数年前、胆石症状が出て、死ぬ思いをしたのは、近場の間違った祐気採りの直後であり、午前2時東大の救急窓口にはこびこまれた。「手術をする」と言うのを断り、それ以来、海外はじめ、国内で10数回激痛に襲われ、それでも手術をさけて、これまで、どうにかやってきた。
実家の義母の入院で、京都に帰っているカミさんに、昨夕、危ないかも知れないと、念のため、連絡はいれておいたが。
痛みがはしまると、現金なもので、神頼みが始まる。まず、自分のこれまでの生活態度を反省する。
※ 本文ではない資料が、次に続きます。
PR #1274, opened 2025-06-27
feat: Persist RequestList state

### LINKED ISSUE #99: Properly implement `RequestList`

janbuchar:
- closes #99

### DIFF
--- a/src/crawlee/request_loaders/_request_list.py
+++ b/src/crawlee/request_loaders/_request_list.py
@@ -159,6 +159,7 @@ class RequestList(RequestLoader):
 
     @override
     async def fetch_next_request(self) -> Request | None:
+        await self._get_state()
         await self._ensure_next_request()
 
         if self._next[0] is None:
@@ -185,6 +186,8 @@ class RequestList(RequestLoader):
         state.in_progress.remove(request.id)
 
     async def _ensure_next_request(self) -> None:
+        await self._get_state()
+
         if self._requests_lock is None:
             self._requests_lock = asyncio.Lock()
 


src/crawlee/_utils/recoverable_state.py
```diff
@@ -34,7 +34,7 @@ def __init__(
         *,
         default_state: TStateModel,
         persist_state_key: str,
-        persistence_enabled: bool = False,
+        persistence_enabled: Literal[True, False, 'explicit_only'] = False,
```
Pijukatel, line 37: Could you please describe how this is different from True? Probably this should also be explained in the docstring in the argument description.

src/crawlee/request_loaders/_request_list.py
```diff
@@ -1,46 +1,83 @@
...
-    from crawlee._request import Request
+logger = getLogger(__name__)
+
+
+class RequestListState(BaseModel):
+    model_config = ConfigDict(populate_by_name=True)
+
+    next_index: Annotated[int, Field(alias='nextIndex')] = 0
+    next_unique_key: Annotated[str | None, Field(alias='nextUniqueKey')] = None
+    in_progress: Annotated[set[str], Field(alias='inProgress')] = set()
```
vdusek, line 24: Are the `camelCase` aliases necessary? AFAIK I also did not use them in FS storage clients.

janbuchar: Probably not. Sessions and Statistics (other instances of recoverable state) use them too. I have no strong opinion here, if you do, say the word and I'll remove them.

janbuchar:
The request data snapshotting is pretty inefficient - it loads the whole thing into memory (same as the JS version) and stores it uncompressed in the key-value store (JS version uses gzip). 

After quite some trial and error, I believe we can use Ostrich algorithm now and optimize if it proves necessary.

src/crawlee/_utils/recoverable_state.py
```diff
@@ -101,12 +103,13 @@ async def teardown(self) -> None:
         if not self._persistence_enabled:
```
Pijukatel, line 103: These two lines are now redundant.

src/crawlee/_utils/recoverable_state.py
```diff
@@ -139,17 +157,21 @@ async def persist_state(self, event_data: EventPersistStateData | None = None) -
...
-        self._log.debug(f'Persisting state of the Statistics (event_data={event_data}).')
+        self._log.debug(
+            f'Persisting RecoverableState (model={self._default_state.__class__.__name__}, event_data={event_data}).'
+        )
 
         if self._key_value_store is None or self._state is None:
             raise RuntimeError('Recoverable state has not yet been initialized')
 
-        if self._persistence_enabled:
+        if self._persistence_enabled is True or self._persistence_enabled == 'explicit_only':
```
Pijukatel, line 167: Why this change? `if self._persistence_enabled:` seems to work the same

src/crawlee/request_loaders/_request_list.py
```diff
@@ -1,45 +1,83 @@
...
+            persist_state_key=persist_state_key or '',
+            logger=logger,
+        )
+
+        self._persist_request_data = bool(persist_requests_key)
+
+        self._requests_data = RecoverableState(
+            default_state=RequestListData(requests=[]),
+            # With request data persistence enabled, a snapshot of the requests will be done on initialization
+            persistence_enabled='explicit_only' if self._persist_request_data else False,
```
Pijukatel, line 77: So `RequestList` never has `RecoverableState` with `persistence_enabled=True`?

src/crawlee/request_loaders/_request_list.py
```diff
@@ -1,45 +1,83 @@
...
 
-if TYPE_CHECKING:
-    from crawlee._request import Request
+logger = getLogger(__name__)
+
+
+class RequestListState(BaseModel):
+    model_config = ConfigDict(populate_by_name=True)
+
+    next_index: Annotated[int, Field(alias='nextIndex')] = 0
```
Pijukatel, line 22: This deserves some description, pointing out that this is an index relative to current position and not an absolute index.

src/crawlee/request_loaders/_request_list.py
```diff
@@ -50,6 +88,44 @@ def __init__(
 
         self._requests_lock: asyncio.Lock | None = None
 
+    async def _get_state(self) -> RequestListState:
```
Pijukatel, line 91: This is a pretty complex function. After staring at it for several minutes, I am still not sure I understand it correctly. Having a descriptive docstring would be very nice, especially as understanding this requires some context knowledge.

src/crawlee/request_loaders/_request_list.py
```diff
@@ -50,6 +88,44 @@ def __init__(
...
+                        request if isinstance(request, Request) else Request.from_url(request)
+                        async for request in self._requests
+                    ]
+                    await self._requests_data.persist_state()
+
+                self._requests = self._iterate_in_threadpool(self._requests_data.current_value.requests)
+
+        for _ in range(self._state.current_value.next_index):
+            with contextlib.suppress(StopAsyncIteration):
+                await self._requests.__anext__()
```
Pijukatel: Didn't we empty self._requests in list comprehension on  line 104-107?

tests/unit/request_loaders/test_request_list.py
```diff
@@ -56,3 +57,132 @@ async def test_is_empty_does_not_depend_on_fetch_next_request() -> None:
...
+    first_request_again = await request_list_2.fetch_next_request()
+    assert first_request_again is not None
+    assert first_request_again.url == 'https://restore1.placeholder.com'
+    await request_list_2.mark_request_as_handled(first_request_again)
+
+    # Make sure that the second instance did not consume the input iterator
+    assert len(list(spy)) == 3
+
+
+async def test_requests_and_state_restoration() -> None:
```
Pijukatel, line 170: I tried extending this test by extra request and it failed.

So having these URLs

`urls = ['https://restore1.placeholder.com', 'https://restore2.placeholder.com', 'https://restore3.placeholder.com']`

and adding this

```
    third_request = await request_list_2.fetch_next_request()
    assert third_request is not None
    assert third_request.url == 'https://restore3.placeholder.com'
    await request_list_2.mark_request_as_handled(third_request)
```

Pijukatel (changes requested):
Some small comments and one more serious about the test.

src/crawlee/request_loaders/_request_list.py
janbuchar: In `self._state`, it does. In `self._requests_data`, it does not.

src/crawlee/_utils/recoverable_state.py
janbuchar: Just to make it more explicit and not require the reader to think about boolean conversions.

src/crawlee/request_loaders/_request_list.py
janbuchar: That... actually isn't what it should be - it should be an absolute index. Why do you think it's relative?

src/crawlee/request_loaders/_request_list.py
janbuchar: No, we replaced it with an iterator on line 110

Pijukatel: Ok, now I see and understand it is an absolute index. Is there any specific reason for emptying the self._requests in this way?

I think it would be more readable and probably even faster to do it on line 110 with just slicing

```
                self._requests = self._iterate_in_threadpool(
                    self._requests_data.current_value.requests[self._state.current_value.next_index:]
                )
```

src/crawlee/request_loaders/_request_list.py
Pijukatel: Ok, now I get it, considering the comment in the `_get_state` function

src/crawlee/request_loaders/_request_list.py
janbuchar: That's a good point, let me try that.

tests/unit/request_loaders/test_request_list.py
Pijukatel: I think that this can be fixed if in function `_ensure_next_request` you change the indexes:
from
`self._next[1].unique_key if self._next[1] is not None else None`
to
`self._next[0].unique_key if self._next[0] is not None else None`

But I am not sure if there is any side effect to it. All tests are passing with such change, even the modified one.

src/crawlee/request_loaders/_request_list.py
vdusek: Well, so currently somewhere we use them, and somewhere we don't - up to you then.

vdusek (approved):
LGTM

Pijukatel (approved):

PR #1794, opened 2026-03-15
docs: add CloakBrowser stealth browser example

Cloak-HQ:
### Description

Add CloakBrowser integration example, following the same pattern as the existing Camoufox example.

[CloakBrowser](https://github.com/CloakHQ/CloakBrowser) is a patched Chromium binary with source-level fingerprint modifications that passes Cloudflare Turnstile, reCAPTCHA v3 (0.9 score), and common bot detection checks where stock Chromium and playwright-stealth get blocked.

The integration uses a custom `PlaywrightBrowserPlugin` that swaps the default Chromium for CloakBrowser's binary. Same plugin pattern as Camoufox — override `new_browser()`, return a `PlaywrightBrowserController`.

### Files

- `docs/examples/code_examples/playwright_crawler_with_cloakbrowser.py` — example code
- `docs/examples/playwright_crawler_with_cloakbrowser.mdx` — docs page

### Testing

Tested on Linux x64 with Crawlee 1.5.0. The plugin launches CloakBrowser's binary, all stealth checks pass (webdriver=false, spoofed GPU/platform/plugins/hardwareConcurrency). Zero failed requests.

### Checklist

- [x] CI passed

PR #1921, opened 2026-05-27
docs: add Invisible Firefox stealth browser example

feder-cr:
opening as draft to check interest first.

this mirrors the CloakBrowser example added in PR #1794 (merged 2026-03-31) for the Firefox side. PR #1794 covers the Chromium-side path; some target sites flag Chromium UA by default and the same approach makes sense on the Firefox side.

invisible_playwright (feder-cr/invisible_playwright) drives a patched Firefox 150 binary (feder-cr/invisible_firefox, MPL-2, same license as Firefox upstream, fingerprint patches at the C++ source code level so no JS shims to detect). it follows the same `pip install` + `ensure_binary()` + `PlaywrightBrowserPlugin` subclass pattern as CloakBrowser, so the integration shape is identical.

file structure exactly mirrors PR #1794:
- one new example file under `docs/guides/code_examples/avoid_blocking/`
- one new section in `docs/guides/avoid_blocking.mdx`
- the same versioned mirror under `website/versioned_docs/version-1.7/`

issues against the backend route to feder-cr/invisible_playwright, not here. tracking discussion: #1920

if not in scope i'll close without noise.


vdusek:
Hi @feder-cr, thanks, we'll check it out.

feder-cr:
@vdusek my bad, forgot to tag you on the original. in case you missed the notif.

vdusek:
Hi @feder-cr, thanks for the PR, but we're going to pass on this one for now. We only want to showcase projects with an established track record and real-world adoption in our docs, and your project is still very new. However, we plan to add a new doc page on building custom extensions (#1936), which third-party integrations like yours could then link to. Closing.

PR #1922, opened 2026-05-27
fix(templates): Install pinned playwright into system env in uv Dockerfile

vdusek:
Since #1904 the `uv` Dockerfile branch uses a standalone uv binary and pins playwright via `uv pip install`. But `UV_PROJECT_ENVIRONMENT` is ignored by `uv pip`, so with no venv and no `--system` it fails with `No virtual environment found` — breaking all Playwright-based `uv` e2e jobs ([run 26485871617](https://github.com/apify/crawlee-python/actions/runs/26485871617)).

Adding `--system` installs the pin into `/usr/local`, the same env `uv sync` populates. Verified with a real `docker build`.


vdusek:
Merging since E2E tests are failing

PR #1927, opened 2026-05-31
feat: provide Request instances in skipped request callbacks

lorenz-lb:
### Description

This PR changes the skipped request handler to receive a `Request` object instead of only the URL `str`.

Skipped URLs are now converted into `Request` objects before the callback is invoked. This ensures that request metadata remains available for skipped requests, including `request.user_data` and other request attributes.

### Issues

- N/A

### Testing

- Added/updated unit tests for skipped request handlers.
- Verified that skipped request handlers receive the original Request object.
- Ran uv run poe check-code.

### Checklist

- [x] CI passed

### Future improvements

While working on this change, I noticed that many parts of the internal processing pipeline operate on `str | Request` unions.

A possible future improvement could be to standardize on `Request` objects internally and only accept `str | Request` at the public API boundary. URLs could then be wrapped into `Request` instances immediately, allowing the rest of the codebase to operate exclusively on `Request` objects.

This could simplify typing, reduce repeated union handling, and make request metadata consistently available throughout the pipeline. However, such a change would require broader refactoring and additional testing, so it is outside the scope of this PR.

### DIFF
--- a/src/crawlee/crawlers/_abstract_http/_abstract_http_crawler.py
+++ b/src/crawlee/crawlers/_abstract_http/_abstract_http_crawler.py
@@ -206,6 +206,18 @@ class AbstractHttpCrawler(
             **kwargs: Unpack[EnqueueLinksKwargs],
         ) -> list[Request]:
             requests = list[Request]()
+            skipped = list[Request]()
+
+            def create_request(request_options: RequestOptions) -> Request | None:
+                try:
+                    return Request.from_url(**request_options)
+                except ValidationError as exc:
+                    context.log.debug(
+                        f'Skipping URL "{request_options["url"]}" due to invalid format: {exc}. '
+                        'This may be caused by a malformed URL or unsupported URL scheme. '
+                        'Please ensure the URL is correct and retry.'
+                    )
+                    return None
 
             base_user_data = user_data or {}
 
@@ -226,11 +238,19 @@ class AbstractHttpCrawler(
                 else context.request.loaded_url or context.request.url
             )
             links_iterator = to_absolute_url_iterator(base_url, links_iterator, logger=context.log)
+            skipped_iterator = iter([])
 
             if robots_txt_file:
-                skipped, links_iterator = partition(robots_txt_file.is_allowed, links_iterator)
-            else:
-                skipped = iter([])
+                skipped_iterator, links_iterator = partition(robots_txt_file.is_allowed, links_iterator)
+
+            for url in skipped_iterator:
+                request_options = RequestOptions(
+                    url=url, user_data={**base_user_data}, label=label, enqueue_strategy=strategy
+                )
+                request = create_request(request_options)
+
+                if request is not None:
+                    skipped.append(request)
 
             for url in self._enqueue_links_filter_iterator(links_iterator, context.request.url, **kwargs):
                 request_options = RequestOptions(
@@ -244,17 +264,10 @@ class AbstractHttpCrawler(
                     if transform_request_options != 'unchanged':
                         request_options = transform_request_options
 
-                try:
-                    request = Request.from_url(**request_options)
-                except ValidationError as exc:
-                    context.log.debug(
-                        f'Skipping URL "{url}" due to invalid format: {exc}. '
-                        'This may be caused by a malformed URL or unsupported URL scheme. '
-                        'Please ensure the URL is correct and retry.'
-                    )
-                    continue
+                request = create_request(request_options)
 
-                requests.append(request)
+                if request is not None:
+                    requests.append(request)
 
             skipped_tasks = [
                 asyncio.create_task(self._handle_skipped_request(request, 'robots_txt')) for request in skipped
--- a/src/crawlee/crawlers/_basic/_basic_crawler.py
+++ b/src/crawlee/crawlers/_basic/_basic_crawler.py
@@ -110,7 +110,7 @@ T = TypeVar('T')
 
 ErrorHandler = Callable[[TCrawlingContext, Exception], Awaitable[Request | None]]
 FailedRequestHandler = Callable[[TCrawlingContext, Exception], Awaitable[None]]
-SkippedRequestCallback = Callable[[str, SkippedReason], Awaitable[None]]
+SkippedRequestCallback = Callable[[Request, SkippedReason], Awaitable[None]]
 
 
 class _BasicCrawlerOptions(TypedDict):
@@ -1210,17 +1210,15 @@ class BasicCrawler(Generic[TCrawlingContext, TStatisticsState]):
                 raise UserDefinedErrorHandlerError('Exception thrown in user-defined failed request handler') from e
 
     async def _handle_skipped_request(
-        self, request: Request | str, reason: SkippedReason, *, need_mark: bool = False
+        self, request: Request, reason: SkippedReason, *, need_mark: bool = False
     ) -> None:
         if need_mark and isinstance(request, Request):
             request.state = RequestState.SKIPPED
             await self._mark_request_as_handled(request)
 
-        url = request.url if isinstance(request, Request) else request
-
         if self._on_skipped_request:
             try:
-                await self._on_skipped_request(url, reason)
+                await self._on_skipped_request(request, reason)
             except Exception as e:
                 raise UserDefinedErrorHandlerError('Exception thrown in user-defined skipped request callback') from e
 
--- a/src/crawlee/crawlers/_playwright/_playwright_crawler.py
+++ b/src/crawlee/crawlers/_playwright/_playwright_crawler.py
@@ -459,6 +459,18 @@ class PlaywrightCrawler(
             The `PlaywrightCrawler` implementation of the `ExtractLinksFunction` function.
             """
             requests = list[Request]()
+            skipped = list[Request]()
+
+            def create_request(request_options: RequestOptions) -> Request | None:
+                try:
+                    return Request.from_url(**request_options)
+                except ValidationError as exc:
+                    context.log.debug(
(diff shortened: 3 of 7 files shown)


src/crawlee/crawlers/_basic/_basic_crawler.py
```diff
@@ -110,7 +110,7 @@
 
 ErrorHandler = Callable[[TCrawlingContext, Exception], Awaitable[Request | None]]
 FailedRequestHandler = Callable[[TCrawlingContext, Exception], Awaitable[None]]
-SkippedRequestCallback = Callable[[str, SkippedReason], Awaitable[None]]
+SkippedRequestCallback = Callable[[Request, SkippedReason], Awaitable[None]]
```
vdusek, line 113: This is a breaking change to a public API. Existing callbacks like `async def cb(url: str, reason)` will now receive a `Request`; string usage like `url.startswith(...)` will crash. It should work with both `str` and `Request`.

src/crawlee/crawlers/_basic/_basic_crawler.py
```diff
@@ -1210,17 +1210,15 @@ async def _handle_failed_request(self, context: TCrawlingContext | BasicCrawling
...
         if need_mark and isinstance(request, Request):
             request.state = RequestState.SKIPPED
             await self._mark_request_as_handled(request)
 
-        url = request.url if isinstance(request, Request) else request
-
         if self._on_skipped_request:
             try:
-                await self._on_skipped_request(url, reason)
+                await self._on_skipped_request(request, reason)
```
vdusek, line 1221: This now forwards `request` straight to the callback, but `add_requests()` (just below, ~line 841) wasn't updated — it still builds `skipped` from the original `Sequence[str | Request]` and passes a possibly-`str` item here:

```python
for request in requests:
    check_url = request.url if isinstance(request, Request) else request
    if await self._is_allowed_based_on_robots_txt_file(check_url):
        allowed_requests.append(request)
    else:
        skipped.append(request)  # <- can be a plain str
```

So with `respect_robots_txt_file=True`, `await crawler.add_requests(['https://disallowed/...'])` on a robots-disallowed URL delivers a `str` to the callback, and `request.url` (as in the docs example) raises `AttributeError` → `UserDefinedErrorHandlerError`.

Suggest normalizing `str → Request` once at the choke point (here, or in `add_requests`) instead of only in the two `extract_links` impls. That also makes the `isinstance(request, Request)` guard a few lines up dead code (it now contradicts the `request: Request` annotation). This path also has no test coverage.

src/crawlee/crawlers/_abstract_http/_abstract_http_crawler.py
```diff
@@ -206,6 +206,18 @@ async def extract_links(
             **kwargs: Unpack[EnqueueLinksKwargs],
         ) -> list[Request]:
             requests = list[Request]()
+            skipped = list[Request]()
+
+            def create_request(request_options: RequestOptions) -> Request | None:
```
vdusek, line 211: `create_request` is now duplicated verbatim (including the multi-line debug message) with `PlaywrightCrawler.extract_links` (`_playwright_crawler.py:464`). Both crawlers extend `BasicCrawler`, so this looks like a good candidate for a single shared helper in `crawlee/_utils` (taking a `logger`) to keep the two copies from drifting.

src/crawlee/crawlers/_abstract_http/_abstract_http_crawler.py
```diff
@@ -206,6 +206,18 @@ async def extract_links(
...
+                try:
+                    return Request.from_url(**request_options)
+                except ValidationError as exc:
+                    context.log.debug(
+                        f'Skipping URL "{request_options["url"]}" due to invalid format: {exc}. '
+                        'This may be caused by a malformed URL or unsupported URL scheme. '
+                        'Please ensure the URL is correct and retry.'
```
vdusek, line 218: Now that this helper is also used for robots-skipped, auto-discovered links (not just user enqueues), the "Please ensure the URL is correct and retry." wording is misleading — the operator never submitted this URL and there's nothing to retry. Consider a neutral message, or a separate one for the skip path.

src/crawlee/crawlers/_abstract_http/_abstract_http_crawler.py
```diff
@@ -226,11 +238,19 @@ async def extract_links(
                 else context.request.loaded_url or context.request.url
             )
             links_iterator = to_absolute_url_iterator(base_url, links_iterator, logger=context.log)
+            skipped_iterator = iter([])
```
vdusek, line 241: Minor: `skipped_iterator = iter([])` followed by a conditional reassignment inside `if robots_txt_file:` reads a little awkwardly (and `iter([])` infers `Iterator[Never]`). The previous `if/else`, or guarding the skipped-building loop under the same `if robots_txt_file:`, is clearer.

src/crawlee/crawlers/_abstract_http/_abstract_http_crawler.py
```diff
@@ -226,11 +238,19 @@ async def extract_links(
...
+                skipped_iterator, links_iterator = partition(robots_txt_file.is_allowed, links_iterator)
+
+            for url in skipped_iterator:
+                request_options = RequestOptions(
+                    url=url, user_data={**base_user_data}, label=label, enqueue_strategy=strategy
+                )
+                request = create_request(request_options)
+
+                if request is not None:
+                    skipped.append(request)
```
vdusek, line 253: Two things about this skipped-building loop:

1. **Behavior change / silent drop:** previously every robots-disallowed URL reached the callback as a raw string; now they go through `Request.from_url`, which enforces http/https (`validate_http_url`). A disallowed-but-non-http(s) or malformed-but-absolute URL (one that passes `to_absolute_url_iterator` but fails `from_url`) is now silently dropped and the skip callback never fires for it. Intended?

2. **Consistency:** these skipped requests are built directly and don't pass through `transform_request_function`, while the enqueued ones do. So a skipped `Request` carries the base `label`/`user_data`/`enqueue_strategy` but not the user's per-request transform — inconsistent with enqueued requests from the same links.

src/crawlee/crawlers/_playwright/_playwright_crawler.py
```diff
@@ -459,6 +459,18 @@ async def extract_links(
             The `PlaywrightCrawler` implementation of the `ExtractLinksFunction` function.
             """
             requests = list[Request]()
+            skipped = list[Request]()
+
+            def create_request(request_options: RequestOptions) -> Request | None:
```
vdusek, line 464: Same as the HTTP crawler: this `create_request` is a verbatim duplicate (candidate for a shared helper), and the skipped-building loop below has the same silent-drop and `transform_request_function`-not-applied behavior. See the comments on `_abstract_http_crawler.py`.

tests/unit/crawlers/_beautifulsoup/test_beautifulsoup_crawler.py
```diff
@@ -246,18 +246,22 @@ async def request_handler(context: BeautifulSoupCrawlingContext) -> None:
...
+    expected_skip_urls = {
+        str(server_url / 'page_1'),
+        str(server_url / 'page_2'),
+        str(server_url / 'page_3'),
+        str(server_url / 'page_4'),
+    }
+
+    requests = [call.args[0] for call in skip.call_args_list]
+
+    all(isinstance(request, Request) for request in requests)
```
vdusek, line 263: No assert?

tests/unit/crawlers/_parsel/test_parsel_crawler.py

わがここのなかの閻魔大王サマの前で、告白。お酒の飲み過ぎ、ストレス。コレステロールの多い食生活と、とくに大好きなピーナッツ、クルミ、アーモンド、コーヒー、
不規則な食生活。適切な運動不足。
これらをならべ、今後は、気をつけます。ごめんなさい!おゆるしを!と平身低頭する。
「わかった!わかった!お前を不幸にするために、こらしめているんじゃない。お前を成り立たせているセル(細胞)たちが、悲鳴をあげているからじゃ。それに気づかねば、手術することになる。仏の顔も三度まで、というが、お前はいったい十数回もお慈悲をもらっているぞ」
ハハァーと私は額を床にこすり付けて、反省し、感謝し、おのれを慈しむことを、また、誓うのでした。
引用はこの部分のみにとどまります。